The object itself resembles other photos of birds or insects. But ultimately, there are not enough pixels to determine this.
Thanks Mick for the candid comment. Essentially, inconclusive i guess. Hope there are more comments coming
@nightsky74 , you'll see the term "the LIZ" used here. It stands for the Low Information Zone, and every type of camera has it. Some things occupy a very few pixels, or do so for a very few frames of a video, so that there simply isn't enough information to tell if a thing is a large object at a great distance or simply an insect passing the camera a few inches away. A very good camera can see more detail at a distance, but there is always going to be a limitation even for those.
 
Thanks Ann. Really wasted. Was hoping i could see something. Not sure if there are other experts out there who could help or with softwares that could enhanced the image.
 
Thanks Ann. Really wasted. Was hoping i could see something. Not sure if there are other experts out there who could help or with softwares that could enhanced the image.
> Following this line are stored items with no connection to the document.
PR #9127, opened 2022-11-23
fix(financial-statements-inao): Use object as input for p election

fjandakornid:
# Use object as input instead of many parameters

## What

Use object instead of many parameters for personal election

## Why

Trying to fix the "function not found" error on dev

## Checklist:


HelgiHH (approved):
lgtm

PR #9128, opened 2022-11-23
feat(application-system): if user has role in currstate that allows user access return application

alexdiljar:
General Petition application has a state that is open to all.
Currently the application system does not return applications if the national id of the user is not found in applicant, assignee og applicantActor fields on the application. This changes checks if the user has a role in the current state of the application if the application is not returned for nationalId. 

## Checklist:


apps/application-system/api/src/app/modules/application/tools/applicationAccess.service.ts
```diff
@@ -49,16 +55,36 @@ export class ApplicationAccessService {
     return existingApplication as BaseApplication
   }
 
-  async canDeleteApplication(
+  async isUserActorOnApplication(id: string, user: User) {
```
obmagnusson, line 58: I would expect a function named isUserActorOnApplication to return boolean true if the user is an actor on the application. Or atleast I dont quite get why it throws a bad subject if the user is an actor.

alexdiljar: Yeah, that makes sense. I'll move the code back, I was aiming for code readability but it's maybe just better kept intact.

obmagnusson (approved):
LGTM

PR #9133, opened 2022-11-23
chore(infra): cleanup npm upgrade spamm

brynjarorng:
# ...

## What

## Why

## Screenshots / Gifs

## Checklist:


apps/air-discount-scheme/api/infra/api.ts
```diff
@@ -36,6 +36,7 @@ export const serviceSetup = (services: {
         staging: 'cdn.contentful.com',
         prod: 'cdn.contentful.com',
       },
+      NO_UPDATE_NOTIFIER: 'true',
```
pshomov, line 39: Maybe set this in the global env section?

brynjarorng: Are you talking about file in `infra/src/environments.ts`? It is already set there but it did not work in every location which is really strange

pshomov: That's weird. Let's fix that issue after this fix.

pshomov (approved):
LGTM

PR #9138, opened 2022-11-23
fix(auth): Tweak system-e2e delegation tests.

eirikurn:
## What

- Make login url matching more lenient to deal with trailing slashes.
- Move access control test to smoke test folder so it runs more often.

## Why

Better E2E tests.

## Checklist:


apps/system-e2e/src/tests/service-portal/smoke/company-delegation.spec.ts
```diff
@@ -39,7 +39,7 @@ test.describe('Service portal', () => {
       .textContent()
     expect(companyName).toBeTruthy()
     await firstCompany.click()
-    await page.waitForURL(homeUrl, {
+    await page.waitForURL(new RegExp(homeUrl), {
```
pshomov, line 42: A bit uncomfortable with converting a URL to a regex, but should work in this case anyway. A better way maybe to use simply `/minarsidur*`?

pshomov (approved):

PR #9173, opened 2022-11-28
fix(financial-statements-inao): Fix undefined methods on production builds

obmagnusson:
Functions where missing only on production 
Error : this.financialStatementsClientService.postFinancialStatementForPersonalElection is not a function

## What

Removed `<>` type casting

## Why

The application-system-api needs to have `"jsx": "react"`  set in tsconfig  because the templates have both server side code and client side code (React components).  The <> type cast was causing the esbuild to bundle up the rest of the file in som jsx elment rendering the rest of the function in the file inaccessable.

## Checklist:


HelgiHH (approved):
lgtm

PR #9204, opened 2022-11-29
chore(j-s): Case File Name

gudjong:
# Case File Name

[Vista sækjenda skjöl í ákærum undir upprunalegu nafni í Auði](https://app.asana.com/0/1199153462262248/1203447613452301/f)

## What

- Stores case files under original name in the court system.

## Why

- That is correct.

## Checklist:


oddsson (changes requested):
One unused import

PR #9206, opened 2022-11-30
fix(e2e): Fix brittle homepage test

kristofer-lp8f:
- Add `data-testid` to the shared `Box` component
- Move `data-testid` on homepage image to container instead of graphic

## Checklist:

### DIFF
--- a/libs/island-ui/core/src/lib/Box/types.ts
+++ b/libs/island-ui/core/src/lib/Box/types.ts
@@ -5,5 +5,4 @@ export interface BoxProps
   extends Omit<UseBoxStylesProps, 'component'>,
     Omit<AllHTMLAttributes<HTMLElement>, 'width' | 'height' | 'className'> {
   component?: ElementType
-  dataTestId?: string
 }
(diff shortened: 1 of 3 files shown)


rafnarnason (approved):
lgtm

libs/island-ui/core/src/lib/Box/types.ts
```diff
@@ -5,4 +5,5 @@ export interface BoxProps
   extends Omit<UseBoxStylesProps, 'component'>,
     Omit<AllHTMLAttributes<HTMLElement>, 'width' | 'height' | 'className'> {
   component?: ElementType
+  dataTestId?: string
```
pshomov, line 8: Not sure if it makes sense, but could we maybe use [this type](https://github.com/island-is/island.is/blob/main/libs/island-ui/utils/src/lib/testSupport.ts) instead of specifying this explicitly?

pshomov (approved):
Approved, minor suggestion for/question about improvement.

libs/island-ui/core/src/lib/Box/types.ts
kristofer-lp8f: I thought we'd removed it, since I couldn't find it. Using it now.

PR #9207, opened 2022-11-30
feat(charge-service): Add shouldDeleteCharge field to application state

johannaagma:
## What

Add possibility to delete charge even though payment has been fulfilled depending on state.
Check before we delete charge if it has already been deleted.

## Why

To make it possible to refund charge (if already paid) in certain application states.
To prevent error if charge was already deleted while deleting/pruning application.

## Checklist:


sigruntg (approved):

apps/application-system/api/src/app/modules/application/charge/application-charge.service.ts
```diff
@@ -17,21 +18,44 @@ export class ApplicationChargeService {
     this.logger = logger.child({ context: 'ApplicationChargeService' })
   }
 
-  async deleteCharge(application: Pick<Application, 'id' | 'externalData'>) {
+  async deleteCharge(
+    application: Pick<Application, 'id' | 'externalData' | 'typeId' | 'state'>,
```
obmagnusson, line 22: Should we remove external data here and use the Id from `findPaymentByApplicationId`.

apps/application-system/api/src/app/modules/application/charge/application-charge.service.ts
```diff
@@ -17,21 +18,44 @@ export class ApplicationChargeService {
...
+      // No need to delete charge if already paid (and should not be refunded)
+      if (payment.fulfilled) {
+        const template = await getApplicationTemplateByTypeId(
+          application.typeId,
+        )
+
+        const stateConfig =
+          template.stateMachineConfig.states[application.state]
+
+        if (!stateConfig.meta?.lifecycle?.shouldDeleteCharge) {
```
obmagnusson, line 43: And instead of checking external data if id exists check `shouldDeleteCharge` beforehand an then try to delete a charge.

obmagnusson (changes requested):
I have some optimization thoughts. As things are we are fetching external data for all applications that should be pruned and that has proven to scale badly if many applications need pruning at once

libs/application/types/src/lib/StateMachine.ts
```diff
@@ -71,12 +71,14 @@ export type StateLifeCycle =
       // Controls visibility from my pages + /umsoknir/:type when in current state
       shouldBeListed: boolean
       shouldBePruned: false
+      shouldDeleteCharge?: boolean | null
```
obmagnusson, line 74: Readme update?

obmagnusson:
> @obmagnusson
> 
> I've made changes, so we always get the chargeID using `findPaymentByApplicationId` instead of looking at externalData (which is actually I should've done from the start I think...).
> 
> But regarding your comment "And instead of checking external data if id exists check shouldDeleteCharge beforehand an then try to delete a charge." - right now I'm calling `findPaymentByApplicationId` for every application we are pruning. I'm wondering which would scale better to do for **every** application we are pruning (to check if application had a payment):
> 
> * Check the template's state config if the application/applicationState has gone through payment. (Note: would need to mark every application state that uses payment, so I need to add a new field to the template state config: "shouldDeleteCharge"). After confirming that the application has gone through payment, then call `findPaymentByApplicationId` to get the chargeID
> * Right away call `findPaymentByApplicationId` to check if there exists a chargeID for the application

Yeah we should go for the "mark as payment state" direction to save db calls. But I think I will include it in another pr with refactoring of the Payment system. For now I think this will suffice.

apps/application-system/api/src/app/modules/application/lifecycle/application-lifecycle.service.ts
```diff
@@ -12,10 +12,9 @@ export interface ApplicationPruning {
   pruned: boolean
   application: Pick<
     Application,
-    'id' | 'attachments' | 'answers' | 'externalData'
+    'id' | 'attachments' | 'answers' | 'externalData' | 'typeId' | 'state'
```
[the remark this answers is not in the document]
obmagnusson: Not for now it is needed for some tests

obmagnusson (approved):

PR #9772, opened 2023-01-30
fix(parental-leave): Applicant does not give other parent consent but can still request for days

veronikasif:
# ...

## What

[UUFV-239] - If applicant do not want to give his consent that the non-custodial parent is allowed right of access during the parental leave, we should show the transferal of rights page BUT we need to disable the third option (I want to give days to the other parent)

[UUFV-257] - Fixed personal allowance so can't select percentage below 1 (could select 0.1%)

## Why

## Screenshots / Gifs

## Checklist:


karenbjorg (approved):
lgtm 👍

PR #9774, opened 2023-01-30
feat(j-s): Add traffic violation screen

oddsson:
# Add traffic violation screen

[Asana](https://app.asana.com/0/1199153462262248/1203818100039903/f)

## What

Add traffic violation screen. This is the first step towards creating a special handling of traffic violations.

## Checklist:


apps/judicial-system/api/infra/judicial-system-api.ts
```diff
@@ -35,8 +35,8 @@ export const serviceSetup = (services: {
       },
       HIDDEN_FEATURES: {
         dev: '',
-        staging: 'INDICTMENTS',
-        prod: 'INDICTMENTS',
+        staging: 'INDICTMENTS, INDICTMENT_ROUTE',
```
busla, line 38: Looking at the DSL, I cant see how the comma separated string will be parsed. Is it guaranteed that it will work as expected?

busla (commented):
LGTM

busla (approved):

apps/judicial-system/web/src/components/CaseDates/CaseDates.tsx
```diff
@@ -1,11 +1,12 @@
 import React from 'react'
 import { useIntl } from 'react-intl'
 
-import { CaseDecision, CaseType } from '@island.is/judicial-system/types'
+import { CaseDecision } from '@island.is/judicial-system/types'
 import { formatDate } from '@island.is/judicial-system/formatters'
 import { Box, Button, IconMapIcon, Text } from '@island.is/island-ui/core'
 import { TIME_FORMAT } from '@island.is/judicial-system/consts'
 import { caseDates } from '@island.is/judicial-system-web/messages'
+import { CaseType } from '@island.is/judicial-system-web/src/graphql/schema'
```
unakb, line 9: Just wondering, was there a specific reason for switching to a generated CaseType in relation to the traffic violation screen task ? Or could they have been separate PRs?

apps/judicial-system/web/src/components/FeatureProvider/FeatureProvider.tsx
```diff
@@ -6,7 +6,10 @@ interface FeatureProvider {
   features: Feature[]
 }
 
-const availableFeatures: Feature[] = [Feature.INDICTMENTS]
+const availableFeatures: Feature[] = [
```
gudjong, line 9: We may be able to simplify this by using something like `Object.keys(Feature)`. That will make this less error prone.

gudjong (changes requested):
Awesome, some minor comments.

apps/judicial-system/web/src/components/CaseDates/CaseDates.tsx
oddsson: They could very well be separate PRs. My thinking is that we do this refactoring as we are working on other stories, that way we don't need to plan and estimate them, but rather we just refactor as we go along. We can discuss other strategies for the future.

apps/judicial-system/web/src/components/FeatureProvider/FeatureProvider.tsx
oddsson: Excellent point! I do think, however that belongs in a separate PR since this is not straight forward. The type of Object.keys will always be string[], and therefore we'd miss the typing on this. I'd like to dig a little into typescript to do this properly. I've added a task to our Inbox.

gudjong (approved):

brynjarorng (approved):
LGTM (Devops)

PR #9790, opened 2023-02-01
feat(application-system): Better DX when adding payments to an application.

obmagnusson:
## What

- Shared payment form for payment states.
- Create charge Shared template api 
- VerifyPayment Shared template api
- Documentation updated

## Why

Less code duplication for payments. Less implementation time to add payments for applications 

## Checklist:


egill15 (approved):
LGTM

kksteini (approved):
CODEOWNER files LGTM

libs/application/types/src/lib/template-api/shared-api/shared-api-definitions/payment-catalog.ts
```diff
@@ -6,5 +6,8 @@ export interface PaymentCatalogParameters {
 
 export const PaymentCatalogApi = defineTemplateApi<PaymentCatalogParameters>({
   action: 'paymentCatalog',
-  namespace: 'PaymentCatalog',
+  namespace: 'Payment',
+  params: {
+    organizationId: '6509142520',
```
saevarma, line 11: Is this default `organizationId` value or is the application template always required to provide the id when defining their paymentapi? Just wondering if we could accidentally have Syslumadur on some payments that should belong to another organisation?

saevarma (approved):
Approved, just one question about the `PaymentCatalogApi` `organizationId`.

libs/application/types/src/lib/template-api/shared-api/shared-api-definitions/payment-catalog.ts
obmagnusson: yeah good point. Ill remove the this id as the default and just throw an error if it is missing.

PR #9791, opened 2023-02-01
feat(web): Add terms and conditions to footer links

RunarVestmann:
# Add terms and conditions to footer links

## Why

* This was requested by Digital Iceland

## Screenshots / Gifs

image

## Checklist:


libs/island-ui/core/src/lib/Footer/Footer.tsx
```diff
@@ -6,7 +6,8 @@ import { Logo } from '../Logo/Logo'
 import { Tiles } from '../Tiles/Tiles'
 import { Text } from '../Text/Text'
 import { Inline } from '../Inline/Inline'
-import { Icon } from '../Icon/Icon'
+import { Icon as IconDeprecated } from '../Icon/Icon'
```
oddsson, line 9: Why do we need to use the deprecated icon component?

oddsson (changes requested):
One thing about using a deprecated component

libs/island-ui/core/src/lib/Footer/Footer.tsx
RunarVestmann: Because it contains the facebook icon, perhaps we could add that icon to the other Icon component then I can replace it

RunarVestmann: I added the facebook icon from your PR and stopped using the deprecated Icon component in the Footer

oddsson (approved):

PR #9805, opened 2023-02-01
feat(portals): React router object routes

snaerseljan:
# Update React router (Phase 2)

## Intro

We divided the router migration into 3-4 phases.

### Phases
1. Migrate to newest version of React Router, backward compatibility needed.
2. **(current): Update all SPA's routes to support the new router object tree and move the authentication outside the router..**
3. Start to implement few screens in service-portal to utilize new features in React Router.
4. Update all screens.

## What

Update All SPA's to new react-router > 6.4 object tree syntax. This PR includes.

- Update all SPA's to object routes (service-portal, admin-portal and application-system)
- Authentication decoupled from the router. Now router does not start rendering unless user is authenticated.
- Fixed UserOnboarding which was accidentally deleted a while ago.
- Updated tests and did some refactor

## Why

To utilize the full power of React router, mainly the new route loader, then we need to update to the new object tree syntax, which is the recommended way of defining routes by the React router team.

## TODO

- [ ] Verify that there is no regression, since this is a fairly big change.

## Checklist:


thordurhhh (approved):
Nice work!

Good solution with the onboarding modal 🙌

Thorrik58 (approved):

libs/auth/react/src/lib/auth/AuthProvider.tsx
```diff
@@ -0,0 +1,260 @@
...
+    }
+
+    return user
+  }, [userManager, dispatch])
+
+  const switchUser = useCallback(
+    async function switchUser(nationalId?: string, newLocation?: Location) {
+      if (newLocation) {
+        urlRef.current = `${newLocation.pathname}${newLocation.search}`
+      }
```
eirikurn, line 87: This `newLocation` argument was added to deal with an issue with out of date React Router useLocation data.  We might want to clean it up and just use window.location directly.

We might have an issue with basePath here as well, since the Location object comes from react router, probably without a basepath.

libs/auth/react/src/lib/auth/AuthProvider.tsx
```diff
@@ -0,0 +1,260 @@
...
+  autoLogin = true,
+  basePath,
+}: AuthProviderProps) => {
+  const [state, dispatch] = useReducer(reducer, initialState)
+  const [hasError, setHasError] = useState(false)
+  const userManager = getUserManager()
+  const authSettings = getAuthSettings()
+  const monitorUserSession = !authSettings.scope?.includes('offline_access')
+  const urlRef = useRef<string>()
+  urlRef.current = `${window.location.pathname}${window.location.search}`
```
eirikurn, line 54: Since we're not depending on `useLocation` anymore, we can get rid of `urlRef` and always get the latest location from `window.location`.

libs/auth/react/src/lib/auth/AuthProvider.tsx
```diff
@@ -0,0 +1,260 @@
...
+    async function signOut() {
+      dispatch({
+        type: ActionType.LOGGING_OUT,
+      })
+      await userManager.signoutRedirect()
+    },
+    [userManager, dispatch],
+  )
+
+  const checkLogin = useCallback(async () => {
```
eirikurn, line 129: Fyi, using naming functions inside hooks (and any place they're not assigned directly to a variable) can help when debugging, eg the names show up in stack traces.

libs/auth/react/src/lib/auth/AuthProvider.tsx
```diff
@@ -0,0 +1,260 @@
...
+      signOut,
+    }),
+    [state, signIn, signInSilent, switchUser, signOut],
+  )
+
+  const isLoading =
+    !state.userInfo ||
+    // We need to display loading screen if current route is the redirect path.
+    // This is because the redirect path in not part of our React Router routes.
+    isCurrentRoute(authSettings?.redirectPath)
```
eirikurn, line 244: How about redirectPathSilent? Is userInfo ever set on these routes?

The redirectPathSilent stuff happens in an iframe. Should make sure we don't render the whole app in the iframe.

libs/auth/react/src/lib/auth/AuthProvider.tsx
```diff
@@ -0,0 +1,260 @@
...
+
+const getReturnUrl = (returnUrl: string, { redirectPath }: AuthSettings) => {
+  if (redirectPath && returnUrl.startsWith(redirectPath)) {
+    return '/'
+  }
+
+  return returnUrl
+}
+
+export const AuthProvider = ({
```
eirikurn, line 43: I like this name change.

~Can you think of any way to split up this component in an elegant way?

libs/auth/react/src/index.ts
```diff
@@ -1,7 +1,14 @@
...
+
+// Lib
 export * from './lib/userManager'
 export * from './lib/authLink'
 export { getAccessToken } from './lib/getAccessToken'
+
+// Types
 export type { MockUser } from './lib/createMockUser'
+export type { AuthSettings } from './lib/AuthSettings'
+export * from './lib/createMockUser'
```
eirikurn, line 14: Need to update docs in README.md?

libs/portals/core/src/components/PortalRouter.tsx
```diff
@@ -0,0 +1,67 @@
...
+        modules,
+      })
+        .then((data) => setRouterData(data))
+        .catch((err) => setError(err))
+    }
+  }, [userInfo, modules, featureFlagClient])
+
+  if (error) {
+    throw error
+  }
```
eirikurn, line 47: Interesting 👀

libs/portals/core/src/components/PortalRouter.tsx
```diff
@@ -0,0 +1,67 @@
...
+
+  if (!(userInfo && routerData)) {
+    return null
+  }
```
eirikurn, line 51: Should render loading ui here?

eirikurn (changes requested):
Amazing job Snær!

Most of my comments are fyis, nitpicky or nice-to-have. Should mainly focus on the possible regressions.

apps/application-system/form/src/app/App.tsx
```diff
@@ -1,43 +1,25 @@
...
-import { Application } from '../routes/Application'
-import { Applications } from '../routes/Applications'
-import { AssignApplication } from '../routes/AssignApplication'
-import { Layout } from '../components/Layout/Layout'
 import { environment } from '../environments'
-import { FeatureFlagProvider } from '@island.is/react/feature-flags'
-import { UserProfileLocale } from '@island.is/shared/components'
+import { createRoutes } from '../lib/createRoutes'
+
+const BASE_PATH = '/umsoknir'
```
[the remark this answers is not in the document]
snaerseljan: Good point, will update

libs/auth/react/src/lib/auth/AuthProvider.tsx
```diff
@@ -0,0 +1,260 @@
...
+    if (isCurrentRoute(authSettings?.redirectPath)) {
+      try {
+        const user = await userManager.signinRedirectCallback(
+          window.location.href,
+        )
+
+        dispatch({ type: ActionType.SIGNIN_SUCCESS, payload: user })
+
+        const url = typeof user.state === 'string' ? user.state : '/'
+        window.location.replace(url)
```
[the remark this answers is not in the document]
snaerseljan: You meant location instead of history right? Since history does not have a replace method

libs/auth/react/src/lib/auth/AuthProvider.tsx
snaerseljan: Good spot

libs/auth/react/src/lib/auth/AuthProvider.tsx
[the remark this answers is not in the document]
snaerseljan: Discussed offline

libs/auth/react/src/lib/auth/AuthProvider.tsx
snaerseljan: Either split it up into a specific hook or helper functions. But that should be a part of another PR in my mind.

eirikurn (approved):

I would venture that most software can only enhance what was on the original photo. That is, it can't show something that wasn't captured in the first place. As Ann noted, all recording systems have some sort of inherent limitations.

A classic example is the famous Patterson-Gimlin film of Bigfoot fro 1967. It was shot on 16mm Kodachrome II movie film with the Bigfoot approximately 80' away. That gave a maximum potential resolution for details of the creature at around .5"-1". The original film could not have captured any detail on the Bigfoot smaller than .5"-1" and no amount of software enhancement can either. The details that might have existed were never capture with the original film, so there is nothing to enhance.

The famous Zapruder film of the Kennedy assassination suffers from the same limitations. It was shot on 8mm home movie film stock, so likely 1/2 the resolution of 16mm. There is only so much information captured. Modern software can eliminate scratches and imperfections from old film, but even then, it's trying to estimate what the photo would have looked like if the scratch were removed. That's still different from making a few unclear pixels into something they're not.

While I mention films, the same applies to digital photos. There is a limit or what the sensors can capture in the first place making enhancement difficult if not impossible.